In similar fashion, Nodes 3,7,8 and Nodes 4,9,10 are computed. Once this is done, we can move to the next level up and do Nodes 1,2,3,4. First we modify the trust_factor for 2,3,4 to be 0.9 which is Node 1’s trust for them rather than their trust for themselves:

comp2.trust_factor = 0.9
comp3.trust_factor = 0.9
comp4.trust_factor = 0.9

Next, comp1 needs to be created, starting with no intermediate_results:

intermediate_results = []
opinion1 = OpinionData([0.2,0.8], 1)
comp1 = ComponentData(opinion1, 1.0, intermediate_results)

Next is the creation of the AlgorithmInput and the calculation itself:

alginp1234 = AlgorithmInput([comp1, comp2, comp3, comp4], {'Nbins':10})
output1234 = trust_weighted_histogram(alginp1234)

At this point we’re done. Running the snippet custom_algo.py yields the expected result, same as in Trust-weighted histograms, for Node 1’s computed histogram:

[0.0, 0.0, 0.5555555555555556, 0.5, 1.0, 0.45, 0.9, 0.45, 0.45, 0.45]

If Node 1 were to need to feed it’s results to a next higher level, its intermediate_results would need to be updated:

comp1.intermediate_results = output1234.intermediate_results

A comment on intermediate_results

For the trust-weighted histogram algorithm the intermediate_results are really the same thing as the output. Therefore it is possible that these could be folded together and not require the extra variable. However, it is convenient to use this variable for differentiating between nodes that have not yet been binned because they are the first nodes in the calculation, and those that have. Those that have then simply use the intermediate_results and those that haven’t need to undergo a binning process (done in GetHForAllLeafNodes). For the straight average algorithm, however, the output and the intermediate_results are completely different.
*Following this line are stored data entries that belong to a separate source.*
PR #198, opened 2020-09-09
feat: Add Watermark entries for partitioned tables in AtlasProxy

mgorsk1:
Signed-off-by: mgorsk1 <gorskimariusz13@gmail.com>

### Summary of Changes

When a Table entry contains `partitions` entries, we should verify if these partitions are time based. And if so - Watermark objects (low/high) should be created and added to Table object. 

The assumption is that `name` of partition contains only partition value and we can parse this value to match one of the expected date formats (configured with WATERMARK_DATE_FORMATS option). Another assumption is that date format is consistent throughout all partitions of table.

### Tests

Added tests with `partition` entities

### CheckList

- [x] PR passes `make test`

### DIFF
--- a/metadata_service/proxy/atlas_proxy.py
+++ b/metadata_service/proxy/atlas_proxy.py
@@ -1,15 +1,16 @@
 # Copyright Contributors to the Amundsen project.
 # SPDX-License-Identifier: Apache-2.0
 
+import datetime
 import logging
 import re
 from random import randint
-from typing import Any, Dict, List, Union, Optional
+from typing import Any, Dict, List, Union, Optional, Tuple
 
 from amundsen_common.models.dashboard import DashboardSummary
 from amundsen_common.models.popular_table import PopularTable
 from amundsen_common.models.table import Column, Stat, Table, Tag, User, Reader, \
-    ProgrammaticDescription, ResourceReport
+    ProgrammaticDescription, ResourceReport, Watermark
 from amundsen_common.models.user import User as UserEntity
 from atlasclient.client import Atlas
 from atlasclient.exceptions import BadRequest, Conflict, NotFound
@@ -450,7 +451,8 @@ class AtlasProxy(BaseProxy):
 
             reports_guids = [report.get("guid") for report in attrs.get("reports") or list()]
 
-            is_view = True if attrs.get('tableType', 'table').lower().find('view') != -1 else False
+            table_type = attrs.get('tableType') or 'table'
+            is_view = 'view' in table_type.lower()
 
             table = Table(
                 database=table_details.get('typeName'),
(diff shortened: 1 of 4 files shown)


feng-tao:
unit test fails

metadata_service/proxy/atlas_proxy.py
```diff
@@ -450,7 +451,8 @@ def get_table(self, *, table_uri: str) -> Table:
 
             reports_guids = [report.get("guid") for report in attrs.get("reports") or list()]
 
-            is_view = True if attrs.get('tableType', 'table').lower().find('view') != -1 else False
+            table_type = attrs.get('tableType') if attrs.get('tableType') else 'table'
```
verdan, line 454: nit: @mgorsk1 you could also write this whole thing in an easy to read way

```
table_type = attrs.get('tableType') or 'table'
is_view = 'view' in table_type.lower()
```

metadata_service/proxy/atlas_proxy.py
```diff
@@ -476,6 +479,95 @@ def get_table(self, *, table_uri: str) -> Table:
...
+
+        guids = [_partition.get('guid') for _partition in _partitions
+                 if _partition.get('entityStatus') == Status.ACTIVE
+                 and _partition.get('relationshipStatus') == Status.ACTIVE]
+
+        if not guids:
+            return []
+
+        full_partitions = extract_entities(self._driver.entity_bulk(guid=list(guids), ignoreRelationships=True))
+        watermark_date_format = AtlasProxy._select_watermark_format([p.attributes.get('name') for p in full_partitions])
```
verdan, line 534: Do you really need to do this functionality here?
Since you are already validating the data on line 543, i.e., 
`partition_date, _ = AtlasProxy._validate_date(partition_name, watermark_date_format)` 
and on line 545 already making a check if partition_date, you can also make the check for watermark_date_format there if you want. 

This seems like an extra effort and extra loop as well on the full_partition

metadata_service/proxy/atlas_proxy.py
```diff
@@ -476,6 +479,95 @@ def get_table(self, *, table_uri: str) -> Table:
...
+
+                    partition_create_time = datetime.datetime.fromtimestamp(
+                        _partition_create_time).strftime(partition_value_format)
+
+                    common_values = {'partition_value': datetime.datetime.strftime(partition_date,
+                                                                                   partition_value_format),
+                                     'create_time': partition_create_time,
+                                     'partition_key': partition_key}
+
+                    if (_low_watermark_date is None) or (partition_date < _low_watermark_date):
```
verdan, line 556: Just use min() or max() to find the earliest or latest dates from a list. 
Append all the partition_dates in a list and apply min() and max() functions to get the `low_watermark` and `high_watermark`

verdan (changes requested):

metadata_service/proxy/atlas_proxy.py
mgorsk1: I think that this is actually more efficient. The assumption is that we support any number different `WATERMARK_DATE_FORMATS` but a particular table should have consistent partition naming convention.

So table A might have partitions aligning to %Y%m%d format and tables B partitions would adhere to %Y,%m format. And if table A has some partitions aligning to %Y%m%d and some to %Y-%m-%d then we should ignore the latter ones.

After making this assumption - establishing this watermark_date_format in 534 acutally means that in 543 we don't iterate through all supported date formats for each partition name, just check if the name adheres to the particular one.

verdan (approved):
Looks good to me. 💯

PR #88, opened 2022-06-28
Fix GitHub pages permissions

ryanlong1004:


christinaholtNOAA (commented):
@ryanlong1004 Do we need all these files for this PR? Would just the pytest-cov.yaml work to fix the github pages issue?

The method by which we update intermediate_results here could be improved by doing it automatically, within the calculation. We refrained from that, however, in recognition that doing so is the province of the server code, the one responsible for understanding the tree’s overall configuration and how results should pass between the nodes.
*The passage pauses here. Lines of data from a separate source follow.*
PR #113, opened 2022-09-27
Feature/yaml inc uw 149 151

TerrenceMcGuinness-NOAA:
**Description**

**Type of change**

**How Has This Been Tested?**

**Checklist**

### DIFF
--- a/src/uwtools/config.py
+++ b/src/uwtools/config.py
@@ -2,14 +2,16 @@
 This file contains the Config file and its subclasses for a variety of
 dicatable file types.
 '''
-
+import os
 import abc
+from typing import Any, IO
 import collections
 import configparser
 
 import f90nml
 import yaml
 
+#pylint: disable=unused-variable
 class Config(collections.UserDict):
 
     '''
@@ -95,7 +97,7 @@ class YAMLConfig(Config):
         object. '''
 
         with open(self.config_path, 'r', encoding="utf-8") as file_name:
-            cfg = yaml.load(file_name, Loader=yaml.SafeLoader)
+            cfg = yaml.load(file_name, self.Loader)
         return cfg
 
     def dump_file(self, output_path):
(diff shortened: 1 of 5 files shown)


src/uwtools/set_namelist.py
```diff
@@ -0,0 +1,121 @@
+#!/usr/bin/env python3
```
christinaholtNOAA, line 1: This file should not be included as a part of this PR as it is no longer a part of the repository and has been moved to `templater.py`.

src/uwtools/config.py
```diff
@@ -104,23 +106,47 @@ def dump_file(self, output_path):
...
+    class Loader(yaml.SafeLoader): #pylint: disable=too-many-ancestors
+        '''Yaml loader to add INCLUDE tag for yaml file concatenation'''
+
+        def __init__(self, stream: IO) -> None:
+            try:
+                self._root = os.path.split(stream.name)[0]
+            except AttributeError:
+                self._root = os.path.curdir
+
+            super().__init__(stream)
```
christinaholtNOAA, line 118: It is unclear to me the usefulness of this local class here. What benefit do we gain from making this class? It seems that you have added the constructor from a method of the YAMLConfig class. Why not remove the Loader class and use SafeLoader directly? For example:

```
yaml.add_constructor("!INCLUDE", add_include, Loader=yaml.SafeLoader)
```

src/uwtools/config.py
```diff
@@ -104,23 +106,47 @@ def dump_file(self, output_path):
...
+
+    def add_include(loader: Loader, node: yaml.Node) -> Any: #pylint: disable=no-self-argument
```
christinaholtNOAA, line 120: The pythonic way of achieving this result is to decorate it with `@staticmethod` instead of having the linter ignore it.

src/uwtools/config.py
```diff
@@ -104,23 +106,47 @@ def dump_file(self, output_path):
...
+        '''method to implement INCLUDE tag for yaml file concatenation'''
+        #pylint: disable=no-member
```
christinaholtNOAA, line 122: What is the linter complaining about here? There are only rare occasions where this disable is needed as this check helps us to make sure we aren't doing something we shouldn't be. 

If it is truly needed, we should document the need for it in a comment so that we don't have to guess at what's going on.

src/uwtools/config.py
```diff
@@ -104,23 +106,47 @@ def dump_file(self, output_path):
...
         ''' Load the user-provided Fortran namelist path into a dict
         object. '''
-        with open(self.config_path, 'r', encoding="utf-8") as file_name:
-            cfg = f90nml.read(file_name)
+        if self.string is not None:
+            cfg = f90nml.reads(self.string)
+        else:
+            with open(self.config_path, 'r', encoding="utf-8") as file_name:
+                cfg = f90nml.read(file_name)
+        self.config_obj = cfg
```
christinaholtNOAA, line 149: The changes to this class are outside the scope of the work, and it is unclear that it's needed. Since YAGNI applies here, please remove the modification.

christinaholtNOAA (changes requested):
Please make sure to include proper descriptions in the PR template when submitting a PR. 

Please address the change requests below.

PR #116, opened 2022-10-05
UW-191 Add Jinja Template Class and Tests

nbharwani11:
**Description**

Added test cases for reusable templating class, Jinja Template Class that can be used to enable a variety of templating needs

**Type of change**

**How Has This Been Tested?**

**Checklist**

### DIFF
--- a/src/uwtools/j2template.py
+++ b/src/uwtools/j2template.py
@@ -1,0 +1,123 @@
+'''
+Template classes
+
+'''
+
+from jinja2 import Environment, BaseLoader, FileSystemLoader, meta
+
+class J2Template():
+
+    '''
+    This class reads in Jinja templates from files or strings, and
+    renders the template given the user-provided configuration object.
+
+    Attributes
+    ----------
+
+    configure_obj : dict
+        The key/value pairs needed to fill in the provided template.
+        Defaults to the user's shell environment.
+
+    template
+        Jinja2 template object
+
+    undeclared_variables : list
+        List of variables needed given a Jinja2 template
+
+    Methods
+    -------
+
+    _load_file()
+        Wrapper around loading a Jinja2 template from a file.
+
+    _load_string()
+        Wrapper around loading a Jinja2 template from a string
+
+    dump_file(output_path)
+        Wrapper around writing the template to an output path
+
+    validate_config()
+        Checks to ensure that the provided configure_obj is sufficient
+        to meet the needs of the undeclared_variables in the template
+
+    '''
+
+    def __init__(self, configure_obj, template_path=None, template_str=None):
+
+        '''
+        Parameters
+        ----------
+        configure_obj : dict (See above)
+        template_path : Path
+            Path to a Jinja2 template file
+        template_str : str
+            A Jinja2 template string
+
+        '''
+        self.configure_obj = configure_obj
+        self.template_path = template_path
+        self.template_str = template_str
+        if template_path is not None:
+            self.template = self._load_file(template_path)
+        elif template_str is not None:
+            self.template = self._load_string(template_str)
+        else:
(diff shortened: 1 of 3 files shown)


src/uwtools/j2template.py
```diff
@@ -0,0 +1,123 @@
...
+    @property
+    def undeclared_variables(self):
+
+        ''' Generates a list of variables needed for self.template '''
+        if self.template_str is not None:
+            j2_parsed = self._j2env.parse(self.template_str)
+        else:
+            with open(self.template_path,encoding='utf-8') as __file:
+                j2_parsed = self._j2env.parse(__file.read())
+        return meta.find_undeclared_variables(j2_parsed)
```
christinaholtNOAA, line 123: As we'd discussed earlier, the test for this method fails like this:
```
self = <uwtools.j2template.J2Template object at 0x7f03b872b5d0>

    @property
    def undeclared_variables(self):
    
        ''' Generates a list of variables needed for self.template '''
        if self.template_str is not None:
>           j2_parsed = self._j2env.parse(self.template_str)
E           AttributeError: 'J2Template' object has no attribute '_j2env'

.tox/py/lib/python3.7/site-packages/uwtools/j2template.py:119: AttributeError
```

That's related to the object attribute `_j2env` not being set appropriately in the case of a string template. That means this is a really nice test since it caught a limitation of the code. I'm thinking that you could modify the `_load_string` method to set the attribute and then return the template object to mirror what is done for `_load_file`. Something like this untested code might do the trick:

```
def _load_string(self):

    self._j2env = Environment(loader=BaseLoader())
    return self._j2env.from_string(template_str)
  
```

Given that we are assuming the load functions set this attribute, it might be worth a similar test for undeclared variables in the existing file loading test you already have. That should help future developers make sure that they don't refactor `_load_file` and mess up `undeclared_variables`.

tests/test_template.py
```diff
@@ -151,3 +154,63 @@ def test_substitute_with_dependencies():
...
+Unit tests for testing J2Template Class
+"""
+
+
+def test_dump_file():
+    """
+         Write rendered template to the output_path provided
+         Parameters
+         ----------
+         output_path : Path
```
christinaholtNOAA, line 171: I don't think we need parameter lists in the doc blocks for the tests since they don't take any arguments. It may also be good to ensure that the doc block description is accurate based on the latest set of tests you have here. For example, this one tests that the template is rendered in memory from an input string template, and checks that the undeclared_variables returns the expected list.

I don't want to get ahead of myself too far, but this test could certainly be extended to test the dump method using a temporary file.

christinaholtNOAA (commented):
@elcarpenter @nbharwani11 I left a couple comments below. The code looks nice, especially for your first contribution. :)

christinaholtNOAA (dismissed):
The code looks good to me! 

I have a couple of formatting or cleanup requests below if you don't mind addressing those. I'm good otherwise.

tests/test_template.py
```diff
@@ -151,3 +154,58 @@ def test_substitute_with_dependencies():
...
+         Load the Jinja2 template from the string provided.
+         Returns
+         -------
+         Jinja2 Template object
+    """
+    template_str = 'Hello to the world'
+    test_config  = {
+    	'greeting': 'Hello',
+    	'the_world': 'the world'
+    }
```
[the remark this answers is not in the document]
nbharwani11: @christinaholtNOAA All of the formatting requests should have been updated. Let me know if there were any others.

christinaholtNOAA (dismissed):
This looks great. Thank you!

fgabelmannjr (approved):
This looks great.  Wonderful job on this PR!

christinaholtNOAA (approved):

Also the intermediate_results are really for the parent components of each sub-group. This just happens to be the first component passed to AlgorithmInput in the cases above but there is no mechanism to enforce that. We could, of course, have just set all the components’ intermediate_results to be the same as that of the parent component and things would have worked. But this seems like a shortcut that might inadvertently cause problems later and be hard to detect. It appears a better practice is to set variables explicitly at the point where we know we will need them for a subsequent calculation.